*YOUR ASSIGNMENT*. Extract all records. Keep each one exact.

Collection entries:
• • • •

PR #192, opened 2019-06-12
Added autocomplete attr to firstname, lastname and phone

carlesandres:
🐿 v2.12.3

## Feature Description
Added `autocomplete="on"` to the three fields indicated in the accessibility report (`firstname`, `lastname` and `phone`).

## Link to Ticket / Card:

https://trello.com/c/z11SBdhZ/1280-dacautocompleteissue1

## Screenshots:

I have just made sure the attributes are there on the rendered form.

- [ ] Yes
- [X] Not required for this ticket

- [ ] Yes
- [X] Not required for this ticket

### DIFF
--- a/partials/firstname.html
+++ b/partials/firstname.html
@@ -3,6 +3,7 @@
 	<label for="firstName" class="o-forms__label">First name</label>
 
 	<input type="text" id="firstName" name="firstName" value="{{value}}" placeholder="Enter your first name"
+				autocomplete="on"
 				class="o-forms__text js-field__input js-item__value"
 				data-trackable="field-name"
 				aria-required="true" required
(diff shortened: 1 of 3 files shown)


carlesandres:
@liamkeaton I have fixed the mistaken link to the ticket. Well spotted.

With regards to the browser's default behaviour, this is what the W3C spec says about it:

> If the autocomplete attribute is omitted, the default value corresponding to the state of the element’s form owner’s autocomplete attribute is used instead (either "on" or "off"). If there is no form owner, then the value "on" is used.

which, since there is no `autocomplete` attribute on the `<form>` tag, means it should behave as `on` like you said.

Not sure if we want to report that back to the A11y auditors.

liamkeaton:
I think we should report this to be retested as I can see autocomplete working correctly on that form -

| First name | Last name | Phone number |
| --- | --- | --- |
| Screenshot 2019-06-12 at 13 33 39 | Screenshot 2019-06-12 at 13 33 43 | Screenshot 2019-06-12 at 13 33 51 |

carlesandres:
Closing until we have clarification from Daniele Carmelitti.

• • • •

*REPLY TO THE TASK*.
PR #192, opened 2019-06-12
Added autocomplete attr to firstname, lastname and phone

carlesandres:
🐿 v2.12.3

## Feature Description
Added `autocomplete="on"` to the three fields indicated in the accessibility report (`firstname`, `lastname` and `phone`).

## Link to Ticket / Card:

https://trello.com/c/z11SBdhZ/1280-dacautocompleteissue1

## Screenshots:

I have just made sure the attributes are there on the rendered form.

- [ ] Yes
- [X] Not required for this ticket

- [ ] Yes
- [X] Not required for this ticket

### DIFF
--- a/partials/firstname.html
+++ b/partials/firstname.html
@@ -3,6 +3,7 @@
 	<label for="firstName" class="o-forms__label">First name</label>
 
 	<input type="text" id="firstName" name="firstName" value="{{value}}" placeholder="Enter your first name"
+				autocomplete="on"
 				class="o-forms__text js-field__input js-item__value"
 				data-trackable="field-name"
 				aria-required="true" required
(diff shortened: 1 of 3 files shown)


carlesandres:
@liamkeaton I have fixed the mistaken link to the ticket. Well spotted.

With regards to the browser's default behaviour, this is what the W3C spec says about it:

> If the autocomplete attribute is omitted, the default value corresponding to the state of the element’s form owner’s autocomplete attribute is used instead (either "on" or "off"). If there is no form owner, then the value "on" is used.

which, since there is no `autocomplete` attribute on the `<form>` tag, means it should behave as `on` like you said.

Not sure if we want to report that back to the A11y auditors.

liamkeaton:
I think we should report this to be retested as I can see autocomplete working correctly on that form -

| First name | Last name | Phone number |
| --- | --- | --- |
| Screenshot 2019-06-12 at 13 33 39 | Screenshot 2019-06-12 at 13 33 43 | Screenshot 2019-06-12 at 13 33 51 |

carlesandres:
Closing until we have clarification from Daniele Carmelitti.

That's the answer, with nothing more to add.